This post is part of a series that contains strong language and heavy subject matter. Click here to start at the beginning or consult the table of contents.

Toward the end of the school year, I learned three things:

  1. Ian was moving to Colorado.
  2. We were moving to an actual house.
  3. That house was in a different school district.

There was a finish line for my time with Ian. Even if I couldn't make it to the end, he could only sabotage my social life for the next few weeks; his lies (or truths) wouldn't follow me to my next school. There was nothing holding me back from standing up for myself except cowardice and complacency. It turned out that those were potent enough.

There wasn't even a hint of a change in our relationship until one of the last days of school. We weren't doing any actual schoolwork and were free to speak amongst ourselves. Ian started telling a group of our classmates about one of the "pranks" he pulled on me while I was asleep at his house. He spent most of the story mocking my reaction to waking up with a brown paste-like substance of unknown origin packed into my pockets.

Most of the group he was telling laughed and pointed. The Spice Girls from the counseling group didn't. I appreciated that.

"Go to hell, Ian."

A chorus of, "Ooooo," sounded from the crowd as I stomped away.

Being off by myself made it feel like the first couple of weeks at school, again. I had already decided after about a half hour that I was going to extend an olive branch to Ian, but I couldn't do that until I had figured out my motive. Did I just not want to be alone? Was I going to just forgive the way he treated me so I had someone, or was I extending some recent lessons I had learned to Ian?

He never talked about his dad except in vague references. The only time I ever knew of his mom trying to teach him a lesson was when she grounded him for stealing her weed. There were things that had happened in my life, before and after I met him, that he had no idea about. What was I missing from his life? Why did he act the way he acted? Why was this his idea of friendship?

Deciding that my reason for offering a truce wasn't all that important, I approached Ian when there were only a couple other students around. "Hey, wanna hang out after school?"

The look on Ian's face changed. He was smiling and laughing a moment before, but now his eyes narrowed and his mouth hung slightly open. "Are you using me or something?"

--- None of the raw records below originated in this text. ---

PR #744, opened 2025-08-18
[bugfix] [dmd] Align backward simulation with dmd2 sample back

nappengman:
- Remove redundant iterations
- Set noisy_input to pure noise when target_timestep_idx_int == 0

### DIFF
--- a/fastvideo/training/distillation_pipeline.py
+++ b/fastvideo/training/distillation_pipeline.py
@@ -241,9 +241,6 @@ class DistillationPipeline(TrainingPipeline):
                                             len(self.denoising_step_list), [1],
                                             device=self.device,
                                             dtype=torch.long)
-        # # In https://github.com/tianweiy/DMD2/blob/main/main/sd_unified_model.py, all rank share a same timestep
-        # from accelerate.utils import broadcast
-        # target_timestep_idx = broadcast(target_timestep_idx, from_process=0)
         target_timestep_idx_int = target_timestep_idx.item()
         target_timestep = self.denoising_step_list[target_timestep_idx]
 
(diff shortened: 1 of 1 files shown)


SolitaryThinker:
Hi, thank you for the PR!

The question caught me off guard. I forced a chuckle and said, "What are you talking about?"

"You were pissed at me a minute ago, and now you want to hang out." His words came quick and he was speaking with his hands, which was normally something he would make fun of me for doing.

"I got over it."

"No, you want to play games on my Playstation or Saturn or N64. You don't want to hang out with me; you just want my stuff."

I recognized the look on Ian's face in that moment. It was hurt. Countless other times, he had manipulated teachers, his mom, classmates with fake shows of emotion. For quite a while, I couldn't tell what was fake until he would reveal it to me later. I had learned to recognize when Ian was acting, and this wasn't it.

I could've told him that I had been using him but not in the way he thought. I could've told him that I was sorry for not being any more of a real friend to him than he was to me. I could've, but I didn't.

"Nevermind, if you wanna be a dick about it."

Ian was real with me for the first time, but it was too little too late. At that point, I just didn't care. Sure, he probably had explanations for why he acted the way he did. I was sure that my father and Dwayne did, also. Being able to explain it doesn't mean that you get to explain it away.

Mrs. Goldshep might have been an amazing teacher to a lot of students, but she called me stupid, making her a horrible teacher to me. The Spice Girls had crappy home lives, but that didn't give them license to take it out on everyone else. There was no excuse for what my father did, for what Dwayne did. Everyone had excuses; it wasn't my fault if they actually believed theirs.

I had chosen to be friends with Ian. I chose to remain his friend when I really should have known better. I chose to take part in his activities. I chose to spend the night at Dwayne's apartment. I chose to push Mr. Green away.

It was my fault. It was all my fault. If I didn't get to explain it away, I wasn't about to let anyone else.

A couple weeks later, Ian moved to Colorado. He exited my life just as quickly as he had entered it, leaving me alone with the person I had chosen to become.